START Record set
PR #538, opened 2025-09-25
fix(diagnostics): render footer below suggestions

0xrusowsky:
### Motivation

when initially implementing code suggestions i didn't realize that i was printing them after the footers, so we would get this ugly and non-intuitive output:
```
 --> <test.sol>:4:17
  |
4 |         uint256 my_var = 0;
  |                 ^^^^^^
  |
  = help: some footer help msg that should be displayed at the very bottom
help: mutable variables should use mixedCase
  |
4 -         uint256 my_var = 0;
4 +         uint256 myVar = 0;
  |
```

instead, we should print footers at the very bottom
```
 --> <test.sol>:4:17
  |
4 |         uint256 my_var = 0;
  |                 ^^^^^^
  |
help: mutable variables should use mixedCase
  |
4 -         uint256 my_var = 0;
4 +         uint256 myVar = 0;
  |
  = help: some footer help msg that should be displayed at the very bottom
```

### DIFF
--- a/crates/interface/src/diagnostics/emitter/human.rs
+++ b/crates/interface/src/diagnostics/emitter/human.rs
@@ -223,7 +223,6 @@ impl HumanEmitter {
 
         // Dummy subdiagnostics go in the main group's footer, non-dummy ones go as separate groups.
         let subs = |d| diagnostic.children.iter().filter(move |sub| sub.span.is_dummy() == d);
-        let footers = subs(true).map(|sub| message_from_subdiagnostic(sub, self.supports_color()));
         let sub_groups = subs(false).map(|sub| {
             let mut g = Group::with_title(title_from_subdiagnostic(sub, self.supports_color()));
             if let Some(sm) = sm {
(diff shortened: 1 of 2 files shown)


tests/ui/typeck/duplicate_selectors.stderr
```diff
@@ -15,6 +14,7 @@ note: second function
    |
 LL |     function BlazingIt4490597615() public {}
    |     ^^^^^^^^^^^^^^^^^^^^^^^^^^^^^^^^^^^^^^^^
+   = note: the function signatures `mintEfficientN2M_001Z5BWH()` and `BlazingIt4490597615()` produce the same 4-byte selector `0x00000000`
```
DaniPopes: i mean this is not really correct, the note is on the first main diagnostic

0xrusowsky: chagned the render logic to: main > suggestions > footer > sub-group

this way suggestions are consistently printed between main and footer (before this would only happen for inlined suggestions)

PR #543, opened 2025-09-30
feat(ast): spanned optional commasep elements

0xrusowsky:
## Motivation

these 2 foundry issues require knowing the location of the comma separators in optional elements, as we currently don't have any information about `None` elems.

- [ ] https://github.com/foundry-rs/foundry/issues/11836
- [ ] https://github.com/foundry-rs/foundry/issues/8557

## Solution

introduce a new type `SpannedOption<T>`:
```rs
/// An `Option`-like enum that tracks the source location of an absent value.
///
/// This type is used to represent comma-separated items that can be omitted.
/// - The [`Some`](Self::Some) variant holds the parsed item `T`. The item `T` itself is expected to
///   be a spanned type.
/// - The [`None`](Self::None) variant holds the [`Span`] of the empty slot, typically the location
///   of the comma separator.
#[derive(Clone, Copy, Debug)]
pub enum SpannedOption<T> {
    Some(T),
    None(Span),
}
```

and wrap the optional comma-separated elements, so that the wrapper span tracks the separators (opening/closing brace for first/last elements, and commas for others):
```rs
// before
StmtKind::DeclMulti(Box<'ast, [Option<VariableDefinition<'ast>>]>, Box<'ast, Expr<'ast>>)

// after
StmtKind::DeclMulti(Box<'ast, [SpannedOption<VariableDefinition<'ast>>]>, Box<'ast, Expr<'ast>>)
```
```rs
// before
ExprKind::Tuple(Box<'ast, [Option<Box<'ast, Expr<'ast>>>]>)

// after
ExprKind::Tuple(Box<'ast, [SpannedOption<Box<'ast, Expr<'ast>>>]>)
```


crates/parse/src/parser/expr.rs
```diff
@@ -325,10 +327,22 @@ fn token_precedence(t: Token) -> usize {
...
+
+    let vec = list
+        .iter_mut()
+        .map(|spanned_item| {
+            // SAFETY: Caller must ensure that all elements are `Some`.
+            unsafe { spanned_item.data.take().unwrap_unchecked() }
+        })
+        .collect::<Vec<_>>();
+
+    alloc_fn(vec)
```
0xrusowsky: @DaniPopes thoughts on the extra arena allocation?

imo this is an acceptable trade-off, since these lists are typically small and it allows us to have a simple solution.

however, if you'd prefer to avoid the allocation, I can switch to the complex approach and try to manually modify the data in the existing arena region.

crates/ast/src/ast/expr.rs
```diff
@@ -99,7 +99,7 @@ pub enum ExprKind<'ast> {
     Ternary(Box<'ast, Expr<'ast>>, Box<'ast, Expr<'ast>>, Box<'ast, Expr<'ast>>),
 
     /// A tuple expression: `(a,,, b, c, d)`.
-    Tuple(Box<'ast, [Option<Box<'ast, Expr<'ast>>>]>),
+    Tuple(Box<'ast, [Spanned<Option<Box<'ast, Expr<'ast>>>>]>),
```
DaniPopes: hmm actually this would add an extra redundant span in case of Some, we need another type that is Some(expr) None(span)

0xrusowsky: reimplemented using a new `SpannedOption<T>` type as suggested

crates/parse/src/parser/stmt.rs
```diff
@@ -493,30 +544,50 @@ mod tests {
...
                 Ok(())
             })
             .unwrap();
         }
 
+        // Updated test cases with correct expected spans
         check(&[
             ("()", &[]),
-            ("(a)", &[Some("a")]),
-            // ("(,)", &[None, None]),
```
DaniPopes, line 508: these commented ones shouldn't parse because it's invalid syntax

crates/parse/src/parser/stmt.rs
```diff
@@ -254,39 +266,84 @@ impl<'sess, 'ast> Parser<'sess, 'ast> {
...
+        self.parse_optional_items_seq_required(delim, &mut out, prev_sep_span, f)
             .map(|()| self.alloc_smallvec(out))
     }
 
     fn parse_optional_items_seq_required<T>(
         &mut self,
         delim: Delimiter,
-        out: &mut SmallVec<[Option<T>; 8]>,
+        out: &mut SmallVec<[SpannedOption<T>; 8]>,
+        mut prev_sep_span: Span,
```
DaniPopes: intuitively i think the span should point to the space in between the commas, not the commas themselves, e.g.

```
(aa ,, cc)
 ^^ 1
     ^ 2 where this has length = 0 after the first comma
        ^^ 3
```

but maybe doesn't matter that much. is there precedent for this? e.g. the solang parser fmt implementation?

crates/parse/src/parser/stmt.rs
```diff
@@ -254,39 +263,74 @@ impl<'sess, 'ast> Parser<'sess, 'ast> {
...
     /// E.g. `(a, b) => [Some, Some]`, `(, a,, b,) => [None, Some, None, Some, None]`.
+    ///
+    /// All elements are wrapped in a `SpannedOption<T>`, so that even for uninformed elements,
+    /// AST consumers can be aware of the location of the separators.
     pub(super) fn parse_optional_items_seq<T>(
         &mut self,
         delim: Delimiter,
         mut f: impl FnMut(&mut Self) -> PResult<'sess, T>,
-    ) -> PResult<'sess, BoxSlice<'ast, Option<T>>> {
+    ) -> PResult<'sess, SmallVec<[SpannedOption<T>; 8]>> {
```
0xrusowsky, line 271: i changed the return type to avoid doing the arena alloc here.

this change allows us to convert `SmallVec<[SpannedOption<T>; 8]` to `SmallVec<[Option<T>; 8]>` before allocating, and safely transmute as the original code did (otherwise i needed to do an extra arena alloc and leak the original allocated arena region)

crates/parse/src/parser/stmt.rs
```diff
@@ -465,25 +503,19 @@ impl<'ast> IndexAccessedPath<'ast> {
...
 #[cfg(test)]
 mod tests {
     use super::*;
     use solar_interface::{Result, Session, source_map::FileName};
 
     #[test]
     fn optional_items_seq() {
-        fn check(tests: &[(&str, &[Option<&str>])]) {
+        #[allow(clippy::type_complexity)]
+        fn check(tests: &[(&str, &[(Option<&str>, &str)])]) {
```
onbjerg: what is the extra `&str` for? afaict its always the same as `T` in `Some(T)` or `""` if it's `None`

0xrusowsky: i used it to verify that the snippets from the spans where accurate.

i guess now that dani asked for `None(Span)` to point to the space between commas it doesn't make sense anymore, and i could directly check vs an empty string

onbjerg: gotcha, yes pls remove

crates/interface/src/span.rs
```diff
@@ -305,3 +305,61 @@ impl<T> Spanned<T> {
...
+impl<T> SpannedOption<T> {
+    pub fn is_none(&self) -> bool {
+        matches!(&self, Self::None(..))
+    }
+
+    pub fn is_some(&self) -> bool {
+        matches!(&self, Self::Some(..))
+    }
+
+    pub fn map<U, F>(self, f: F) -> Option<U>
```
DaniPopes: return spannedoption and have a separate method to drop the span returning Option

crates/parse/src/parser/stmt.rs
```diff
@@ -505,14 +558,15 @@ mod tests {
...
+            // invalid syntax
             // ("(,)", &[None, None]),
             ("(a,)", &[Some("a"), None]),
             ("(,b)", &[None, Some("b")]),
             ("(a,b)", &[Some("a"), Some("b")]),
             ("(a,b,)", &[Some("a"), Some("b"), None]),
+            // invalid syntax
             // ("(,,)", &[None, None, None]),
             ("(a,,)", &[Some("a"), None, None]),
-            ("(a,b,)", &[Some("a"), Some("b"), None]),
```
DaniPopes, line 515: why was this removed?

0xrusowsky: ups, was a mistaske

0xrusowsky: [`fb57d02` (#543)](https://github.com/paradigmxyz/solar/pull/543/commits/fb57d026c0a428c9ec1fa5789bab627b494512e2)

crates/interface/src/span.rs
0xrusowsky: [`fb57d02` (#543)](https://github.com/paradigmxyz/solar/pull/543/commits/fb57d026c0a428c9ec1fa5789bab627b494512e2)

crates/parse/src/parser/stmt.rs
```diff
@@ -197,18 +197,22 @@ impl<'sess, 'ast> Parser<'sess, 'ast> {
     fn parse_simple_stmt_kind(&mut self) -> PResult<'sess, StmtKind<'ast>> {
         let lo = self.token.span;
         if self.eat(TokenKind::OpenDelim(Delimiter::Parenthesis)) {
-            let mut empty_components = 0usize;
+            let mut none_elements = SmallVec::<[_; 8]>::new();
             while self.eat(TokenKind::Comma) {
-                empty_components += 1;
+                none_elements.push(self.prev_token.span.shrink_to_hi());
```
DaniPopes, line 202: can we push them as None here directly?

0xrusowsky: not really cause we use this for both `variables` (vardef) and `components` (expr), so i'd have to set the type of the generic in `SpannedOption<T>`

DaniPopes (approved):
END Record set
* **What the task requires**
The result consists of the line with "0xrusowsky: not really" through the last line of the entries above, repeated exactly and with nothing else.

* **Expected answer**
0xrusowsky: not really cause we use this for both `variables` (vardef) and `components` (expr), so i'd have to set the type of the generic in `SpannedOption<T>`

DaniPopes (approved):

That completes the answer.